# They call me Ishmael



## Fishing Man (Oct 4, 2006)

great work Kraley,

cant wait to see the pics..


----------



## Peril (Sep 5, 2005)

Bravo.

Although Melville might be a little contemptuous of your simile, and that you're from the wrong coast!


----------



## xerubus (May 17, 2007)

awesome stuff mate.. well done. Look forward to the piccies....


----------



## Jeffo (Sep 10, 2006)

well done Ken,

good to see someone gets results when they put in so much hard work

Cheers

Jeffo


----------



## RedPhoenix (Jun 13, 2006)

Woohoo!!
























Well done Ken. Well deserved.

Red.


----------



## Tim (Nov 11, 2005)

Well done mate!


----------



## Cid (Nov 14, 2005)

Ishmael! I mean Kraley....you legend!  Top stuff and a big congrats after the effort you've put in. Get those photos up quicksmart so we can all have a gander.

cheers,
Cid


----------



## sbd (Aug 18, 2006)

Congratulations Ken, you earned it. Now you need to catch another one during comp week.


----------



## keza (Mar 6, 2007)

excellent, just in time to show off at the boat show.
But WHAT NOW ???


----------



## spooled1 (Sep 16, 2005)

Onya krayley - Hopefully August is your month for the Jewies.  
Even better, now that you've landed your first, you can start repeating learnt behaviours. :wink:

Last night I got a call from a mate in Sydney and apparently the snapper were going nuts. We're talking double to triple bag limits most released. All around 2-3kg just a few K's off the Northern Beaches. Stick that in yer Jewie diary because it probably means something. :lol:

Yeeeehaaaa


----------



## Squidder (Sep 2, 2005)

Very well deserved fish Ken, great stuff mate


----------



## PDO (May 24, 2007)

Great report...Well done.

Paul


----------



## Clarkos (Oct 11, 2006)

Isn't there a rule?

No photos, didn't happen 8)


----------



## bazzoo (Oct 17, 2006)

Ishmael, i told you the stars were in a propituous setting for your jewfish , congratulations buddy if anyone deserves one its you , OK now for the next challenge , its a 25kg jewfish from the hawkesbury , Ishmael , you can do it already oei vey.


----------



## Dodge (Oct 12, 2005)

Well deserved Ken for the efforts you have made in getting one


----------



## Squidder (Sep 2, 2005)

The townspeople are getting restless Ken, give us what we want 8)


----------



## Marty (Mar 18, 2007)

well done Ken 
I have been watching your reports with interest in your pursuit of the jew, you have certainly done the hard yards 
maybe the second and third will come a lot easier 
CONGRATULATIONS MATE


----------



## JT (May 25, 2006)

Gold Ken. Gold.

Next time I fish with you I want to see you strutting around the beach with a Mulloway crafted skin PFD and jacket on.
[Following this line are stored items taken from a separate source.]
PR #32, opened 2026-05-21
feat(tui): dedicated render lane for thinking blocks

Anarchid:
## Summary

Extended-thinking content was streaming into the same WHITE text element as the assistant's reply, indistinguishable from it. Once an assistant turn finished, only the visible-text part lived on as a `TextRenderable` — thinking blocks loaded from Chronicle on session restart were dropped entirely by `loadSessionHistory`.

This PR adds a proper lane for thinking content in the TUI:

- New `THINKING_DIM` colour (\`#8a7aa8\`, muted violet).
- Stream rendering tracks \`currentStreamBlockType\` and routes tokens to a separately-styled \`TextRenderable\` per block lane. Switching is driven by the new \`inference:content_block\` trace event from agent-framework on \`block_start\`; same-lane re-entry is a no-op.
- Thinking elements get a \`💭 \` prefix so they read clearly even without colour.
- \`inference:tokens\` carries a belt-and-braces lane correction: if a chunk's \`blockType\` disagrees with what \`block_start\` announced (or block_start was missed), the lane switches before appending.
- \`loadSessionHistory\` now renders \`block.type === 'thinking'\` past blocks (dim violet, \`💭 \` prefix) instead of silently dropping them.

## Dependencies

- \`@animalabs/agent-framework\`: anima-research/agent-framework#35 — emits the \`inference:content_block\` trace events and the \`blockType\` tag on \`inference:tokens\`.
- \`@animalabs/membrane\`: antra-tess/membrane#19 — fixes the native yielding path so block events actually fire when thinking is on.

This PR is correct on its own (the trace handler is purely additive and a missing event is harmless) but only delivers user-visible behaviour once the two upstream PRs land and the deps bump.

## Test plan

- [x] \`bun test\` — 292/292 pass
- [x] \`npx tsc --noEmit\` — clean
- [x] Manual end-to-end against \`data-evac\`: continued a session with \`recipe.agent.thinking.enabled = true\` against Opus, thinking now streams in dim violet with the \`💭 \` prefix; historical thinking blocks (where Chronicle stored them structurally) replay correctly via \`loadSessionHistory\`.

## Not in scope

- Subagent peek and fleet-child views — they have their own line-merging buffers; can layer the same distinction in later if needed.
- WebUI rendering — the wire protocol would need a new variant carrying \`blockType\`. Separate PR.

### DIFF
--- a/src/tui.ts
+++ b/src/tui.ts
@@ -128,6 +128,7 @@ const RED = '#cc0000';
 const GRAY = '#888888';
 const DIM_GRAY = '#555555';
 const WHITE = '#cccccc';
+const THINKING_DIM = '#8a7aa8';
 
 // ---------------------------------------------------------------------------
 // Main
@@ -355,8 +356,11 @@ export async function runTui(app: AppContext): Promise<void> {
     }
   }
 
+  let currentStreamBlockType: 'text' | 'thinking' | 'tool_call' | 'tool_result' = 'text';
+
   function beginStream() {
     currentStreamBuffer = '';
+    currentStreamBlockType = 'text';
     currentStreamText = new TextRenderable(renderer, {
       id: `stream-${++messageCounter}`,
       content: '',
@@ -364,6 +368,38 @@ export async function runTui(app: AppContext): Promise<void> {
     });
     scrollBox.add(currentStreamText);
     streaming = true;
+  }
+
+  /**
+   * Switch the active stream element to a different block lane. Called from
+   * inference:content_block (block_start). If the new block is the same lane
+   * as the current one, this is a no-op — Anthropic's stream occasionally
+   * splits a single logical "lane" across multiple blocks (e.g. interleaved
+   * thinking) and we want them visually contiguous within their kind.
+   */
+  function switchStreamBlock(blockType: 'text' | 'thinking' | 'tool_call' | 'tool_result') {
+    if (currentStreamBlockType === blockType && currentStreamText) return;
+    if (blockType !== 'text' && blockType !== 'thinking') {
+      currentStreamBlockType = blockType;
+      return;
+    }
+    currentStreamBuffer = '';
+    currentStreamBlockType = blockType;
+    if (blockType === 'thinking') {
+      currentStreamBuffer = '💭 ';
+      currentStreamText = new TextRenderable(renderer, {
+        id: `stream-thinking-${++messageCounter}`,
+        content: currentStreamBuffer,
+        fg: THINKING_DIM,
+      });
+    } else {
+      currentStreamText = new TextRenderable(renderer, {
+        id: `stream-${++messageCounter}`,
+        content: '',
+        fg: WHITE,
+      });
+    }
+    scrollBox.add(currentStreamText);
   }
 
   function streamToken(text: string) {
@@ -377,6 +413,7 @@ export async function runTui(app: AppContext): Promise<void> {
     streaming = false;
     currentStreamText = null;
     currentStreamBuffer = '';
+    currentStreamBlockType = 'text';
   }
 
   function loadSessionHistory() {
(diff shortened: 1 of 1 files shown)


Anarchid:
## Roast: 🟢 ACCEPTABLE (with 🟡 nits)

Sixty-two lines, one file, additive, type-safe, with a documented "harmless if upstream events never arrive" gating story. You've made it difficult to be insufferable. Have some nits anyway.

### 🟡 MEH

**1. The blockType union is copy-pasted four times** — `src/tui.ts:359, 381, 1206, 1219`

```ts
let currentStreamBlockType: 'text' | 'thinking' | 'tool_call' | 'tool_result' = 'text';
function switchStreamBlock(blockType: 'text' | 'thinking' | 'tool_call' | 'tool_result')
const bt = event.blockType as 'text' | 'thinking' | 'tool_call' | 'tool_result';
const blockType = event.blockType as 'text' | 'thinking' | 'tool_call' | 'tool_result' | undefined;
```

When agent-framework grows a fifth variant (`redacted_thinking` is already on the wire) you'll patch this in four places and miss one. Hoist a `type StreamBlockType = ...` next to the colour constants.

**2. `switchStreamBlock`'s tool_call/tool_result branch updates state and does nothing else — without saying why** — `src/tui.ts:382-385`

```ts
if (blockType !== 'text' && blockType !== 'thinking') {
  currentStreamBlockType = blockType;
  return;
}
```

This is doing real work — it ensures the next `inference:tokens` mismatch-check creates a fresh element when tokens swing back to text/thinking — but a future reader sees "assign and return" and assumes it's dead. The function-level comment talks about same-lane re-entry, not the tool-block bookkeeping. One sentence of comment would save it.

**3. The `💭 ` prefix is hardcoded in two places** — `src/tui.ts:389` and `src/tui.ts:441`

Live stream and `loadSessionHistory` each spell the literal `'💭 '` independently. You already factored out `THINKING_DIM`; `THINKING_PREFIX` is the same one-line constant and avoids a future bug where streaming history looks different from replayed history.

**4. Cast at the trace-event boundary slightly lies** — `src/tui.ts:1206, 1220-1221`

```ts
const bt = event.blockType as 'text' | 'thinking' | 'tool_call' | 'tool_result';
```

The subsequent `if (bt === 'text' || bt === 'thinking')` narrowing makes this operationally safe, so this is taste — but `as string` then the same narrow is more honest about the trust boundary (Anthropic does ship `redacted_thinking`).

**5. No unit test for the new lane-switching state machine**

PR description leans on manual e2e against `data-evac`. Fair — `tui.ts` has zero existing test coverage, so this isn't a regression. But this PR added a small, testable state machine with *two* lane-switch trigger paths (`block_start` and the belt-and-braces `inference:tokens` fallback). A synthetic event stream into a mocked scrollBox would lock in "same-lane re-entry is a no-op" and "tool block sandwich resets the next text element" before they regress six months from now.

### Tooling

```
npx tsc --noEmit          → EXIT=0
bun test                  → 292 pass / 0 fail / 799 expect() calls
```

Dep PRs at time of review: `anima-research/agent-framework#35` OPEN, `antra-tess/membrane#19` OPEN. Consistent with the PR's "correct on its own, gated on upstream" framing.

### Verdict

It is, to my displeasure, fine. Dedupe the union, add a `THINKING_PREFIX` constant, drop a one-line comment on the tool-block branch of `switchStreamBlock`, and ship it after the deps land.

🤖 [/roast](https://claude.com/claude-code) by Claude

Anarchid:
Addressed nits 1–4 in a7f87ae.

1. **Duplicated union** — hoisted `type StreamBlockType` next to the colour constants; the four sites now reference the alias.
2. **`switchStreamBlock`'s tool branch** — added an inline comment explaining that the bookkeeping is load-bearing (it ensures a fresh `TextRenderable` after a tool sandwich rather than reusing the prior element).
3. **`💭 ` duplication** — hoisted `THINKING_PREFIX`; live stream and `loadSessionHistory` now reference it.
4. **Cast honesty** — narrowed the trace boundary to `as string`, kept the subsequent equality narrowing. `redacted_thinking` would now silently fall through rather than masquerade as a known variant.

5. **Unit test for the lane state machine** — point taken, but the function closes over `renderer`, `scrollBox`, and `messageCounter`, so a meaningful test requires either a refactor (extract a pure reducer) or mocking the OpenTUI primitives. There's no precedent for either in the conhost test suite (no `tui.test.ts` exists). Deferred — happy to do the refactor in a follow-up PR if you'd rather have the coverage than the smaller diff here.

Tests still 292/292, tsc clean.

Full marks indeed for persistence.

JT


----------



## Dave73 (Dec 3, 2006)

"Gonna catch me a mulloway" he said, and looking at his lunar fishy diary left as the sun was setting.
"Anyone can come and join me!, just no torches or talking you understand!"  
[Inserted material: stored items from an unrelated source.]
PR #38, opened 2026-06-16
webui: context makeup view (segments + exact tokens)

antra-tess:
Adds a **Context** tab to the webui showing the makeup of the agent's current compiled context.

- **Backend:** `GET /debug/context/makeup` returns the strategy's `RenderStats` (head / middle-raw / summaries L1–L3 / recent tail, each with message + token counts) plus an **exact total** via `count_tokens` (uses a live Claude model id — shared tokenizer, so the count is exact even when the agent's own model is gateway-routed/deprecated). Transparent: `previewActivation` + `count_tokens` only.
- **Frontend:** new SolidJS `ContextPanel` — proportional segment bar + per-segment table + exact total.

Came out of needing to see how much of a long-running agent's context is summarized memory vs raw recent (e.g. ~half L1 summaries at 120k tokens).

### DIFF
--- a/src/modules/web-ui-module.ts
+++ b/src/modules/web-ui-module.ts
@@ -692,6 +692,91 @@ export class WebUiModule implements Module {
     return this.serveStatic(requested);
   }
 
+  /**
+   * Context makeup: the segment breakdown of the agent's current compiled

Well done mate, and 70cm is a great opening score.

err pictures Moses?


----------



## bazzoo (Oct 17, 2006)

Ken , i assume that as is your wont , you were fishing pretty light , what strength line were you using.


----------



## ArWeTherYet (Mar 25, 2007)

Nice fish Kraley

I admire your dedication.....not that I would ever try to replicate it......bugga getting up that early. The only Mulloway I ever caught was at the gentlemanly hour of 10.30 am.


----------



## pcsolutionman (Apr 9, 2007)

nice fish mate you earned that one. now to step up to the bigger boys :shock: :shock:

Lee


----------



## fisherdan (Apr 17, 2007)

Well done Ken! Great to see you were calm and collected during the fight, but are you sure the fish was OK, looks like you had the claws into it so it would not get out of the photo session  

"just one more shot of your tail baby! then you can go home, this won't hurt a bit!! :lol: :lol:

Nice fish!


----------



## bushwoodboy (Oct 5, 2006)

Well done Ken/Ishmael, love it when a plan comes together.
You will have to find another project though. This one was becoming like my weekly soapy.
My" day's of our lives" if you like.  But alas it is over  
Waiting expectantly for new episodes of the new series.
Congratulations mate, you put in the hard yards, it was well deserved.
Cheers Mal.


----------



## DGax65 (Jun 7, 2006)

Great work Ken/Ishmael.


----------



## PoddyMullet (Aug 29, 2005)

Corker Ken...congrats


----------



## Clarkos (Oct 11, 2006)

Great work Ken. Very happy for you. A lot of persistance went into that fish, and hopefully the fish gods will reward you further for the offering you gave them.


----------



## Davey G (Jan 15, 2006)

well done maaaaaaaate.

not sure what your ishmael reference is all about but good onya anyway.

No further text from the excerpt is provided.